Source material =>

PR #332, opened 2024-08-12
feat: delegation for provider registration/stake

shaspitz:
## Describe your changes

Accounts can now register and stake on behalf of another provider account, enabling provider registration migration


contracts/contracts/ProviderRegistry.sol
```diff
@@ -288,6 +303,23 @@ contract ProviderRegistry is
         require(withdrawalRequests[provider] == 0, "Pending withdrawal request");
     }
 
+    function _stake(address provider) internal {
+        require(providerRegistered[provider], "Provider not registered");
```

Aim of the exercise => Type out the entries once more, precisely.

Solution for this problem =>
PR #332, opened 2024-08-12
feat: delegation for provider registration/stake

shaspitz:
## Describe your changes

Accounts can now register and stake on behalf of another provider account, enabling provider registration migration


contracts/contracts/ProviderRegistry.sol
```diff
@@ -288,6 +303,23 @@ contract ProviderRegistry is
         require(withdrawalRequests[provider] == 0, "Pending withdrawal request");
     }
 
+    function _stake(address provider) internal {
+        require(providerRegistered[provider], "Provider not registered");
```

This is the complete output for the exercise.